Hard drive architecture
While a RAID 0 array will significantly speed up the read/write time, overall performance is also dependent on the mechanical aspects of the drive. Modern hard drives usually contain multiple platters and multiple read heads, all moving at incredible speeds. The arm on a typical hard drive can move from the hub to the edge and back up to 50 times per second, while the platters themselves typically spin at 7,200 RPM. If you’ve ever had a CD disintegrate in the burner while it was spinning, you have some idea of the centrifugal forces that hard drive manufacturers must accomodate.

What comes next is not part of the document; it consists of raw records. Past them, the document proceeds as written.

PR #4984, opened 2022-08-24
events: Begin implementing event system

### LINKED ISSUE #2344: Add events for On Demand Certificates
In my blog post [here](https://oliverdunk.com/2018/07/06/https-custom-domains-sass), I explain how I added two new events to Caddy:

- `OnDemandCertObtainedEvent`
- `OnDemandCertFailureEvent`

I'm opening this issue to ask if this is something that is worth PRing to introduce upstream? It seems like a minor change, and I can't see any downsides, but I wasn't sure if there was a reason for these not existing already.

### LINKED ISSUE #3643: Feature Request: Allow entry point for post certificate provisioning hooks
It would be nice to have a way to run commands after a certificate has been provisioned. This is useful when provisioning certificates for an application that needs to be reloaded or something. In my case I'd like to use Caddy to get certificates for a PostgreSQL instance, and reload PostgreSQL when a certificate is issued. I'm already using Caddy for the front-end, so I'd like to avoid using another tool just for PostgreSQL.

As mentioned in #3604, this used to be provided by the `on` plugin, which has since been removed.

Relates to https://github.com/abiosoft/caddy-exec/issues/2

### LINKED ISSUE #4039: Feature Request: Post to webhook on failed health check
This might be outside the scope of Caddy, but it would be fantastically useful if Caddy health checks could be configured to post to an arbitrary URL on failure (or maybe even success too).

Something like this in the JSON config for /apps/http/servers/routes/handle/reverse_proxy:

```
{
  "health_checks" : {
    //passive or active configs,
    "actions" : {
      "failure" : {
        "webhook_url": "your.apiurl.com/your-url"
      }
    }
  }
}
```

Ideally it would post some json to that webhook URL that would let the receiver identify the route, the datetime it failed, etc.

I think this could be really valuable for a lot of use cases (basically free uptime monitoring) and it feels like it would fit in well with a lot of other features that really make Caddy stand out in terms of practical convenience.

mholt:
This PR implements a new Caddy app called `events` that facilitates an eventing system. Modules may emit events with optional metadata, and modules may subscribe to events and run custom code or event handler modules.

Builds on but likely supersedes #4912 by @francislavoie who made a great start of this, and thought really hard about things. This PR takes his work further.

Notably, this is implemented outside the core of Caddy, and thus Caddy core cannot emit events lest we have an import cycle. I don't think that would be necessary, but if we find great value in emitting events from the core, we can move the events logic into Caddy core.

Users can configure event handling directly, or module code can also subscribe to handle events.

JSON config example:

```json
{
	"apps": {
		"events": {
			"subscriptions": [
				{
					"events": ["certificate_obtained"],
					"handlers": [
						{
							"handler": "exec",
							"command": "/bin/foobar",
							"args": ["--domain", "{event.data.domain}"]
						}
					]
				}
			]
		}
	}
}
```

This app supports Caddyfile configuration via global options:

```
{
	events {
		on certificate_obtained exec /bin/foobar --domain {event.data.domain}
	}
}
```

Events are emitted synchronously. This confers great simplicity and power by allowing event handlers to give information back to the running code so it can decide whether or how to continue. Events can be emitted asynchronously and thus not block critical paths by spawning a goroutine, but I'm worried whether this will back up under heavy load and cause problems. Still thinking about that.

There are numerous places in the code base that will need to be updated to emit events. Currently, there's spikey emission of these events:

- **`unhealthy`** when a reverse proxy backend goes down
- **`healthy`** when a reverse proxy backend comes back up
- Plus a few events emitted by CertMagic related to certificate issuance, TLS handshakes, etc. I need to spend some time updating CertMagic to better conform to our preferred interface(s) (CertMagic is not yet 1.0 so it might be a breaking change, but for the better).

Currently the only event handler module is `exec`, which runs a command when an event happens. Obviously, this is not ideal for extremely hot paths like HTTP requests, but may be more appropriate for lower-volume events like certificate issuance. This is handy as it can be used to have other programs reload the new certificate.

As Francis and I discussed in slack, this feature introduces the first time Caddy can run commands (without a third-party plugin). We've intentionally avoided it previously because it makes us nervous for Caddy to run commands on the system, as we don't want to introduce any security vulnerabilities. However, this implementation requires the command to be hard-coded into the config (no placeholders are expanded) and so it should not allow arbitrary programs or code to be run unless the command in the config allows it. We also do not do any special parsing or interpretation of the command and arguments (other than expanding placeholders in arguments). No shell evaluation, no bash scripting, etc. As usual, we expect that your system is secure (i.e. no one can access the admin endpoint, which would be game over regardless of this feature anyway).

**I'd encourage anyone interested in this to try to find security issues before we release this.** I believe it's probably safe in terms of not popping shells or allowing RCEs, etc. But I hope you will verify. :slightly_smiling_face: 

This is still definitely WIP, so there may be some big changes between now and the release.

Thanks to everyone who tests it, reviews it, etc!

- Closes #2344
- Closes #3643
- Closes #4039


modules/caddyevents/app.go
```diff
@@ -0,0 +1,318 @@
...
+
+	// add event info to replacer, make sure it's in the context
+	repl, ok := ctx.Context.Value(caddy.ReplacerCtxKey).(*caddy.Replacer)
+	if !ok {
+		repl = caddy.NewReplacer()
+		ctx.Context = context.WithValue(ctx.Context, caddy.ReplacerCtxKey, repl)
+	}
+	repl.Set("event", e)
+	repl.Set("event.id", e.id)
+	repl.Set("event.timestamp", e.ts)
```
francislavoie, line 225: I'm thinking we should use a `repl.Map` instead for the timestamp, then support things like `event.ts_ms` and `event.ts_nano` etc which are computed on-demand. FWIW, `ts` is _quite_ understandable, I'd lean towards that vs the longer `timestamp`.

modules/caddyevents/app.go
```diff
@@ -0,0 +1,318 @@
...
+			return nil, false
+		}
+		key = strings.TrimPrefix(key, "event.data.")
+		if val, ok := data[key]; ok {
+			return val, true
+		}
+		return nil, false
+	})
+
+	// TODO: log that event was emitted... hm, maybe disable our logger by default? or only emit logs if any subscriptions are configured? or maybe debug level? hmm
```
francislavoie, line 240: I suppose we should just `debug` log it for now and if it does get truly noisy we could do some hacking to make it off by default. But for now, we probably won't have _that_ many events (yet)

Logging the events that happen is super useful for users to discover what they can listen for. But obviously we should ideally document them too.

modules/caddyhttp/reverseproxy/healthchecks.go
```diff
@@ -353,7 +353,7 @@ func (h *Handler) doActiveHealthCheck(dialInfo DialInfo, hostAddr string, upstre
 	// passed health check parameters, so mark as healthy
 	if upstream.setHealthy(true) {
 		h.HealthChecks.Active.logger.Info("host is up", zap.String("host", hostAddr))
-		h.event.AsyncDispatch(NewActiveHealthyEvent(hostAddr))
+		h.events.Emit(h.ctx, "healthy", map[string]interface{}{"host": hostAddr})
```
francislavoie, line 356: Can we do some sugar for making the map? Seems like it would be annoying to make a map like this everywhere. I dunno.

DeanMarkTaylor:
Reading the subject "events: implement event system" - it made me think of the specification [CloudEvents](https://cloudevents.io/) with a good [Primer here](https://github.com/cloudevents/spec/blob/main/cloudevents/primer.md). 

I only mention it here to see if it has been considered regarding events from Caddy...
... noting that [Google's Eventarc](https://cloud.google.com/eventarc/docs) is used in "updated" Google Cloud functionality / APIs (seemingly) across the board (e.g. [Cloud Functions v2](https://firebase.google.com/docs/functions/beta).

I have no skin in this game, just mentioning it so it's on your radar.

francislavoie:
Thanks for pointing that out @DeanMarkTaylor, hadn't heard of it.

My initial design was pretty heavily based on https://symfony.com/doc/current/event_dispatcher.html due to my familiarity with it as a PHP dev.

I think we'll probably not go the route of conforming to a specific spec up-front, but I'm glad to see that we're already quite close to the same thing give or take a field or two: we use the term `name` instead of `type`, we use `origin` as the `source` (it's the actual module that emitted it), we already use UUID for `id`, and we use a `data` KV map. We also add a `ts` which isn't in the spec, and also we have an `Aborted` field to let handling inside Caddy get cancelled early.

If someone finds a usecase where CloudEvent compat would help, it should be trivial to make an adapter for it. But for now, I'm not convinced there really would be any kind of interop that would make it viable.

coolaj86:
Is it possible to specify the process user and group id for the exec?

I know Caddy has to be run as root on macOS to use privileges ports.

mholt:
@coolaj86 I thought MacOS doesn't require running as root for low ports anymore. :thinking: 

But sure, I can add that functionality easily enough. This is just bare-bones still.

I might actually pull the exec module out of here and make it a separate plugin.

coolaj86:
> I thought MacOS doesn't require running as root for low ports anymore. 🤔

That's news to me. Just tested on Monterey and I think you're right:

```sh
echo "goodbye" | nc -l 80
```

```sh
echo "hello" | nc localhost 80
```

modules/caddyhttp/reverseproxy/healthchecks.go
mholt: It looks much tidier when using `any` instead of `interface{}`, but yeah, the only sugar would be a type definition. I'd prefer to only do that if we actually need to lean on the type though. So far there's no behavior or type assertions that would require that.

modules/caddyevents/app.go
mholt: Alrighty. I went with `events.time` instead. `ts_ms` is a bit too cryptic for me :)

modules/caddyevents/app.go
mholt: Makes sense; done.

francislavoie (approved):

mholt:
@DeanMarkTaylor I implemented a simple CloudEvents-compatible exporter method. Let me know if that's not sufficient!

---

This PR is being merged into the `event` branch where work will continue.

Please follow #4912 for future updates on this feature.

Data transfer rate and seek time are two essential measures of hard drive performance. The faster the platters spin and the faster the arm can move the heads over the disk, the higher the transfer rate. Higher rotational speed means that more data travels beneath the heads, and is available for use, in the same amount of time as a slower drive.
Breaking 10,000 RPM
The first Serial ATA hard disk drive with a 10,000 RPM spindle rotation speed and 8MB cache-buffer was released by Western Digital in April of 2003. The original Raptors were targeted as inexpensive enterprise storage solutions, but their reasonable price and very high performance made them an instant hit with the enthusiast and desktop markets. The current 74 GB drives have a seek time of 4.5 ms, and the 36 GB drives are a bit slower but still a worthy 5.2 ms.

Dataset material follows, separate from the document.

PR #4990, opened 2022-08-29
caddyhttp: Copy logger config to HTTP server during AutoHTTPS

### LINKED ISSUE #4982: Propagate access logging config to implicit HTTP server from Auto HTTPS
If the Auto HTTPS routine creates an HTTP server to perform HTTP->HTTPS redirects, it doesn't inherit the logging config from the HTTPS server. It should, because it is a relevant request to log.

If absolute maximum performance is the goal, it would be hard to beat the 74 GB Raptors in a RAID 0 array. And the more drives in the array, the faster the transfer time. The current champion at PC Pitstop is the nVidia nForce chipset with four WD Raptors in a RAID 0 array pumping data at an incredible 270 MB per second! By comparison, a single 7,200 RPM Serial ATA drive will typically run at 65 to 80 MB/sec and older 5400 RPM ATA drives drop into the teens.
Eye to the future
The original SATA specification was in three phases, which can be denoted very basically by their respective transfer speeds: Sata I (150 MB/sec), Sata II (300 MB/sec), and Sata III (600 MB/sec). Although increased data throughput is important to keep up with drive improvements, there are more enhancements to each phase than just speed. One of the more dramatic improvements in Sata II is the introduction of Native Command Queuing, or NCQ.

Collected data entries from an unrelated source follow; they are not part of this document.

PR #4993, opened 2022-08-30
fileserver: Support glob expansion in file matcher

### LINKED ISSUE #4988: Glob matcher for file names on the *filesystem*
[Placeholder for a feature requested in this community discussion](https://caddy.community/t/matching-admin-with-filesystem-admin-index-md4-html).

`file_server, try_files, file, url, path_regexp` and other matchers are very powerful for matching requests and uri paths with wildcards/regex.

However they do not seem to accommodate regex/wildcards for file names on the caddy *filesystem*.

The closest is to this is the configuration for…

    ‘try_policy’: ‘first_exist|smallest_size|largest_size|most_recent_modified’

…because this hints at rules to select from multiple matching files on the filesystem, but it does not provide the flexible globbing available to request matching.

A suggested implementation approach from the community discussion linked above is:

> I think it would essentially mean some kind of first_glob policy; would be the same as first_exist but using [filepath.Glob()](https://pkg.go.dev/path/filepath#Glob) to match for files instead, returning the first result from that (if there’s multiple results then… result is kinda undefined).

The community discussion also explains one known use case.

It would be great if Caddy could do regex/wilcard/glob filesystem matching for this and similar use cases.

mholt:
This change adds support for glob patterns in the file matcher's `try_files` parameter (and by extension, the `try_files` Caddyfile directive).

For a directory like this:

```
index.1.html   17KB
index.2.html   9KB
index.3.html   23KB
```

and a config like this:

```
try_files {http.request.uri.path.file.base}.*.html
```

a request to `/index.html` would rewrite to `/index.1.html`.

Also added the ability to change the policy on the `try_files` directive:

```
try_files {http.request.uri.path.file.base}.*.html {
	policy largest_size
}
```

For the same request, `/index.html`, this policy would rewrite to `/index.3.html`.

It'd be nice if we could figure out Caddyfile shorthands for the new `{http.request.uri.path.file.base}` and `{http.request.uri.path.file.ext}` placeholders. Maybe they should be like `{http.request.uri.path.file_base}` instead? We have `{path.*}` shorthands but that only works one more level deep. We could make it work 2 levels deep or just make different shorthands or use the underscore instead.

I was careful to escape any special glob characters when evaluating placeholders, so a request to `/*` can't lead to any surprising results. Not a security concern per-se, as the globbing is still within the site root, just unexpected.

Closes #4988. /cc @iamjrock -- can you please try this out?


modules/caddyhttp/replacer.go
```diff
@@ -143,6 +143,10 @@ func addHTTPVarsToReplacer(repl *caddy.Replacer, req *http.Request, w http.Respo
 			case "http.request.uri.path.dir":
 				dir, _ := path.Split(req.URL.Path)
 				return dir, true
+			case "http.request.uri.path.file.base":
+				return strings.TrimSuffix(path.Base(req.URL.Path), path.Ext(req.URL.Path)), true
+			case "http.request.uri.path.file.ext":
+				return path.Ext(req.URL.Path), true
```
francislavoie, line 149: Btw, with an input of `foo.tar.gz`, this will return `.gz` only. Should we write our own logic to repeat `.Ext()` to pop extensions off the end until none remain, and return that? :thinking:

mholt: Well, there are 2 extensions. Imagine a path of `index.012abcdf.html` -- there's only one file extension and the part in the middle is just a checksum. I'm not sure how to handle that better. It's arbitrary either way, and more commonly there is only 1 ext.

francislavoie:
Re placeholders, considering we already have `{file}`, I think we should just add `{file.*}` as well to cover these two new ones, i.e. `{file.base}` and `{file.ext}`.

iamjrock:
@mholt @francislavoie Wow guys! I wasn't expecting that, thank you.

Family commitments today but will test it out tomorrow first chance I get.

mholt:
@iamjrock Did you have a chance to test this out?

iamjrock:
> @iamjrock Did you have a chance to test this out?

Sorry no not yet - hoping to get it tested tonight!

mholt:
@iamjrock I'll be merging this today in preparation for the first beta release. Hope to hear from you before then if it doesn't work! :sweat_smile:

iamjrock:
Hi @mholt I am really sorry, I've had to tool down for a few days due to an unexpected family matter.

But I really appreciate what you've done here and really want to get you that feedback, so I have asked one of my colleagues to test it in my absence and I will follow up.

We're in GMT+8 here so it's early morning and I would expect a reply by close of biz today, possibly earlier.

mholt:
@iamjrock Ah, no worries -- honestly it's not a big deal, I just wanted to let you know I don't mean to ignore your feedback. I am just going forward with a very unannounced schedule, so I want you to know that I'm not ignoring you or unappreciative of your collaboration with this! :+1:

Hope your family is well. Don't go out of your way to test this; it's just going into the first beta, so if something is broken or doesn't meet your requirements we can still fix it later. Cheers!

iamjrock:
OK thx for the reprieve, all good now thx. My colleagues tested this and report that it is working great for our use case!

mholt:
Hurray, thanks for confirming!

Native Command Queuing is a method (command protocol) whereby the drive itself is able to arrange the requests it receives into a more efficient processing order, as opposed to the traditional “first in first out” way of doing business. Suppose the drive received requests for sectors 1000, 500, and 1100 in that order. In SATA I the drive would need to process the requests in the order given which would require the head to change directions and travel back over sector 1000 to reach sector 500, then travel back over sector 1000 again to reach sector 1100. With NCQ, the drive might process the request for sector 500 first and then read sector 1000 and 1100. The end result is more work in the same amount of time with much less head movement. Since head movement is slow, reducing that movement improves performance.
As drives rotate faster and faster with multiple platters and heads, certain mechanical limitations throw up obstacles to higher performance, effectively increasing the cost per megabyte of storage, but NCQ provides increased performance while reducing the mechanical load on the drive. That can also lead to less wear and improved reliability.